Many SMSFs holding collectables or personal assets may be in breach of the Superannuation Industry (Supervision) (SIS) Act 1993 due to inadequate insurance cover, according to an industry insurance specialist.
Current legislation governing the inclusion of collectables or personal assets in an SMSF portfolio dictates any of these types of assets acquired after 1 July 2011 must have stand-alone insurance within seven days of purchase.
However, Self Super Insurance director John Kelly told selfmanagedsuper many trustees were relying on group insurance cover, a practice that was not compliant with the Australian Taxation Office (ATO) rules.
“How these policies work is that the seller of the asset, or it could be the place that is storing the asset, purchases an insurance policy to cover all of the assets under their control,” Kelly said.
Typically the seller or custodian of the asset would then charge the SMSF trustee an administration fee to cover a portion of the group insurance premium.
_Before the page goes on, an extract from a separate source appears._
PR #3563, opened 2024-10-28
Resize Onnx parsing

bpickrel:
The old logic stepped through the args list in order, then assumed the first float-type input was the "Scales".  This led to an error in an obscure case where the "ROIs" input, which is not supported by MigraphX, was *not* left empty and was thereby misinterpreted.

The client would then also be provided with a certificate of insurance stipulating the SMSF is noted for the interest in a particular asset being insured.
“The problem with it is these group insurance policies don’t comply with the ATO laws. The ATO says, using a gallery as an example, if the gallery has an insurance policy you still must arrange your own insurance policy,” Kelly said.
“Where everyone gets confused is because the gallery or seller is issuing you with a document referencing the SMSF’s name, everyone in the chain believes that is evidence of stand-alone insurance.
“But it’s not stand-alone insurance. It’s just a document referencing the SMSF’s interest as part of the group policy.
“The danger of a group policy is that ultimately it is one limit to cover all of the assets. So if there is a huge loss somewhere else, it can actually erode the amount of cover that is purchased where the SMSF might have no cover at all. So the super fund has no guarantee it has access to the cover the trustee thinks it does.”
However, the onus of compliance sat with the SMSF trustees and not the sellers or custodians of the assets, he warned.
He said he suspected those group policies were being put in place to make the purchase of personal assets more commercially palatable as the administration charge might be $100 as opposed to an $800 premium for individual insurance.
According to Kelly, the appointment of administrators to the Rare Coin Company recently made the insurance issue very topical.
“The administrators sent out a letter to the clients, which included many SMSFs, saying they’d done an assessment of the assets as a part of the winding up process and essentially the value of items is about $300 million and the value of the group insurance policy is about $145 million, so they’ve had to approach the existing insurance broker for the additional $145 million cover,” he said.
“Their group policy is a perfect example where everybody would have had trouble. If they’d had a total loss, everyone would have only got half of the value of their assets back. The ATO would have flipped out.”
He said the situation, if not rectified properly, could end up affecting thousands of SMSFs by 2016, when all personal assets, regardless of when they were purchased, needed to comply with the new rules.